Save the Date - Upcoming 11th International Meeting on Neuroacanthocytosis Syndromes
Grab your calendars! You won't want to miss the 11th International Meeting on Neuroacanthocytosis Syndromes in Homburg, Germany, September 15-17, 2023, organized and chaired by Lars Kaestner of the Saarland University.
The Advocacy Welcomes New Trustee
As an international community of clinicians, scientists, and families dealing with chorea-acanthocytosis (VPS13A disease) or McLeod syndrome (XK disease), respectively, we had enjoyed the virtual “Barcelona” symposium in 2021.
But now, it is urgently time to meet again in person! To continue our conversation at “on-site” meetings, the last of which was held in Dresden, Germany more than four years (!) ago, we are pleased to announce that we are currently planning the 11th International Meeting on Neuroacanthocytosis Syndromes as an in-person meeting at the Saarland University in Homburg, Germany, September 15 - 17, 2023.
The symposium will be organized and chaired by Prof. Lars Kaestner. More details will follow soon.
Additional Trustees Still Needed
The Advocacy is pleased to welcome Nicola Keat to our Board of Trustees. Her background and practical knowledge will make a positive and useful addition to our efforts to widen the scope of understanding about this rare disease as well as to add expertise with her substantial experience in a medical research environment over the next few years.
Nicola Keat completed her early education in Billericay. After completing a degree in Biological Sciences (with a placement year working at Novartis), Nicola moved into the research funding arena, working in the Clinical Trials Team at Cancer Research UK. Nicola joined the National Cancer Research Institute (NCRI) as Head of Research Groups in April 2015, providing leadership and strategic input into the activities of the NCRI’s Groups, ensuring a collaborative approach to clinical research endeavours. Her team is responsible for the delivery of all activities of the NCRI Groups, currently including the NCRI Groups, Clinical and Translational Radiotherapy Research (CTRad) Working Group and the Cancer Clinical Trials Unit (CTU) Group. Nicola is also responsible for oversight of all patient involvement in NCRI activities via the NCRI Consumer Forum and for the NCRI's Early Career Researcher Forum. In 2017, Nicola completed a Masters of Business Administration with the Open University.
While welcoming Ms.
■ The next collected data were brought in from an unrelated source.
PR #304, opened 2024-10-10
AER-3210 Added ProjectCategory enum

MichielJanssen-DAT:
- Added ProjectCategory enum
- Added ProjectCategory to NCACalculationOptions
- Added ProjectCategory to OptionsMetadataUtil and -test


source/imaer-util/src/test/java/nl/overheid/aerius/util/OptionsMetadataUtilTest.java
```diff
@@ -198,6 +199,7 @@ void testNcaOptions() {
     final NCACalculationOptions ncaOptions = options.getNcaCalculationOptions();
 
     ncaOptions.setAdmsVersion("5.0.0.1");
+    ncaOptions.setProjectCategory(ProjectCategory.AGRICULTURE);
```
BertScholten, line 202: Would expect this to be validated in the asserts.

BertScholten (changes requested):

PR #305, opened 2024-10-11
Preparing for farm lodging removal

BertScholten:
Changed some default methods to non-defaults (should be implemented by now), and made some methods default and indicated that they are deprecated through annotation and comment.

Should make it easier to remove these methods in upstream project(s).


Hilbrand (approved):
LGTM

PR #306, opened 2024-10-31
AER-3268 development pressure sources

BertScholten:
Also a small cleanup/deprecation in preparation of future work.

### DIFF
--- a/source/imaer-shared/src/main/java/nl/overheid/aerius/shared/domain/calculation/NCACalculationOptions.java
+++ b/source/imaer-shared/src/main/java/nl/overheid/aerius/shared/domain/calculation/NCACalculationOptions.java
@@ -17,8 +17,6 @@
 package nl.overheid.aerius.shared.domain.calculation;
 
 import java.io.Serializable;
-import java.util.ArrayList;
-import java.util.List;
 
 /**
  * Calculation options related to the NCA theme.
@@ -27,22 +25,12 @@ public class NCACalculationOptions implements Serializable {
 
   private static final long serialVersionUID = 1L;
 
-  private ProjectCategory projectCategory;
+  private String projectCategory;
 
   /**
    * Regional area for which a permit calculation would apply to.
    */
   private String permitArea;
-
-  /**
-   * Location of the meteorological site location.
-   */
-  private String meteoSiteLocation;
-
-  /**
-   * List of meteo years to calculate.
-   */
-  private List<String> meteoYears = new ArrayList<>();
 
   /**
    * ADMS version to use.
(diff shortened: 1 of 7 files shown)


source/imaer-shared/src/main/java/nl/overheid/aerius/shared/domain/calculation/ProjectCategory.java
```diff
@@ -20,7 +20,10 @@
 
 /**
  * The project category the calculation is for.
+ *
+ * @Deprecated To be replaced with database-backed category.
```
MichielJanssen-DAT, line 24: Will these database-backed categories include `GO_KARTING`, so the roundtrip test file in this PR works?

source/imaer-shared/src/main/java/nl/overheid/aerius/shared/domain/calculation/NCACalculationOptions.java
```diff
@@ -27,23 +27,13 @@ public class NCACalculationOptions implements Serializable {
...
-  /**
-   * Location of the meteorological site location.
-   */
-  private String meteoSiteLocation;
-
-  /**
-   * List of meteo years to calculate.
-   */
-  private List<String> meteoYears = new ArrayList<>();
-
```
MichielJanssen-DAT, line 46: Where will these be saved, if not here?

MichielJanssen-DAT (approved):
Couple questions, besides that it LGTM

source/imaer-shared/src/main/java/nl/overheid/aerius/shared/domain/calculation/NCACalculationOptions.java
Hilbrand: These are already in ADMSOptions. Looks like this is just some cleanup.

source/imaer-shared/src/main/java/nl/overheid/aerius/shared/domain/calculation/NCACalculationOptions.java
```diff
@@ -27,23 +27,13 @@ public class NCACalculationOptions implements Serializable {
 
   private static final long serialVersionUID = 1L;
```
Hilbrand, line 28:
```suggestion
  private static final long serialVersionUID = 2L;
```

Hilbrand (approved):
LGTM. Just suggestion about increment serial id.

source/imaer-shared/src/main/java/nl/overheid/aerius/shared/domain/calculation/NCACalculationOptions.java
BertScholten: Correct, the fields were not used (there were no getter/setters anymore) so should be save to remove.

PR #307, opened 2024-11-06
Avoid emission calculation for 0 vehicles

BertScholten:
Not much point in doing interpolation if the result will just be multiplied with 0 anyway.

Performance change, shouldn't have effect on results.


Hilbrand (approved):
LGTM

PR #308, opened 2024-12-05
AER-3433 keep track of calculated snapshot values

BertScholten:
Reasoning for putting it in CalculationSetOptions and the generic metadata section in IMAER is that its least changes. Conceptually it makes less sense as it's not a value that a user should generally alter/supply. But that's similar to OPS version that's also present in options/metadata I guess? Not too sure about both the reasoning and the term CalculatedSnapshotValues, suggestions are welcome.


Hilbrand (approved):
LGTM. Might be an idea to also include the timestamp of when that snapshot value was obtained.

BertScholten:
> LGTM. Might be an idea to also include the timestamp of when that snapshot value was obtained.

Myeah, might be, but would rather discuss that first before adding it. At least with this there's a clear spot for it to go.

PR #318, opened 2025-02-25
AER-3547 archive type metadata

BertScholten:
As part of this, IMAER and IMAER-java versions have changed to 6.0.1 and 6.0.1-1 respectively.


Hilbrand (approved):
LGTM

PR #319, opened 2025-03-12
AER-3597 - Support string key conversion for parsing/serialization

JornC:
Add

- toStringValue (for serialization)
- fromStringValue (for parsing)
- Tests to verify that the above 2 are reversible and symmetric

The above will allow this type to be used as a map key during serialization.

To facilitate that serialization:

- Added jackson databind dependency for necessary annotations
- Added `@JsonIgnore` to ignore `isNoYear` which is just a logical expression
- Added `@JsonKey` to `toStringValue`, which tells jackson to use that method for string key serialization
- Apparently `@JsonCreator` works for the inverse (despite jackson not using it for our use case), but it is nice to keep to that standard

### DIFF
--- a/source/imaer-shared/src/main/java/nl/overheid/aerius/shared/domain/sector/Sector.java
+++ b/source/imaer-shared/src/main/java/nl/overheid/aerius/shared/domain/sector/Sector.java
@@ -35,7 +35,8 @@ public class Sector implements HasName, Serializable {
   public static final int DEFAULT_SECTOR_ID = 1800;
 
   /**
-   * Sector for case where no sector is specified yet. UNDEFINED MEANS UNDEFINED so don't change it into a defined sector without modifying the behavior of the application!
+   * Sector for case where no sector is specified yet. UNDEFINED MEANS UNDEFINED so don't change it into a defined sector without modifying the
+   * behavior of the application!
    */
   public static final Sector SECTOR_UNDEFINED = new Sector(0, null, "");
 


source/imaer-shared/src/test/java/nl/overheid/aerius/shared/domain/EmissionValueKeyTest.java
```diff
@@ -35,4 +36,23 @@ public void testEquals() {
...
     assertFalse(new EmissionValueKey(Substance.NH3).equals(new EmissionValueKey()), "Nothing equal");
   }
+
+  @Test
+  public void testValueConversion() {
+    final EmissionValueKey original = new EmissionValueKey(2024, Substance.NOX);
+    final String serialized = original.toStringValue();
+    final EmissionValueKey deserialized = EmissionValueKey.fromStringValue(serialized);
+
+    assertTrue(original.equals(deserialized), "Converted object should equal original");
```
BertScholten, line 46: Could just use `assertEquals` here?

source/imaer-shared/src/main/java/nl/overheid/aerius/shared/domain/EmissionValueKey.java
```diff
@@ -185,8 +194,35 @@ public void setSubstance(final Substance substance) {
...
+   * Expects input in the format "year:substance" as produced by
+   * {@link #toStringValue()}.
+   * 
+   * @param value The string representation in format "year:substance"
+   * @return A new EmissionValueKey instance
+   * @see #toStringValue()
+   */
+  public static EmissionValueKey fromStringValue(final String value) {
+    final String[] parts = value.split(":");
+    return new EmissionValueKey(Integer.parseInt(parts[0]), Substance.valueOf(parts[1]));
```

Keat, both The Advocacy for NA Patients and Neuroacanthocytosis Advocacy USA continue to cast the net for additional trustees. These important individuals work together to accomplish the goals of their respective organizations. Both NA Advocacy, based in London, and NA-USA based in Florida, are looking for a few good individuals with a heart for finding a cure for VPS13A and McLeod syndrome and for supporting individuals with these disorders, and their families.
At its most basic, to truly be an effective nonprofit trustee or board member requires having good character, a strong commitment to the cause, the gift of time, and a willingness to use personal and professional resources to advance the organization's mission. If you would like to learn more about the role of a trustee/board member with NA Advocacy, please contact Ginger Irvine at firstname.lastname@example.org. For information on NA-USA, please contact Susan Wagner at email@example.com or Joy Willard-Williford at firstname.lastname@example.org.
Research Update: Animal Models and Blood Cell Research
Summaries of Recent VPS13 Forums 6 and 7; Save the Date for Forum 8
From Rostock, Germany, Kevin Peikert provides an update on recent VPS13 Zoom Forums.
After five successful and well attended online meetings, the VPS13 Forum has become already a nice tradition for exchanging ideas and new developments in the field of neuroacanthocytosis and all aspects of the VPS13 protein family. The format helps us to keep the global discussion going in the time between the in-person meetings of the neuroacanthocytosis community, the last of which was held back in 2018 (!) in Dresden, Germany. We continued with the Forum number 6 and 7 on March, 28th and May, 30st.
Prof. Adrian Danek, the convenor of the 6th VPS13 Forum, invited Profs. Eric H. Baehrecke (University of Massachusetts), Ody Sibon (University of Groningen), and Lucia de Franceschi (University of Verona) to talk on disease insights from different animal models. They presented their data on consequences of VPS13D (Baehrecke) and VPS13A (Sibon) deficiency in a fruit fly model (Drosophila). These genes and corresponding proteins are related to ataxic conditions (VPS13D) and chorea-acanthocytosis (VPS13A). Prof. De Franceschi introduced new mouse models of chorea-acanthocytosis and preclinical studies on a compound called nilotinib in these mice.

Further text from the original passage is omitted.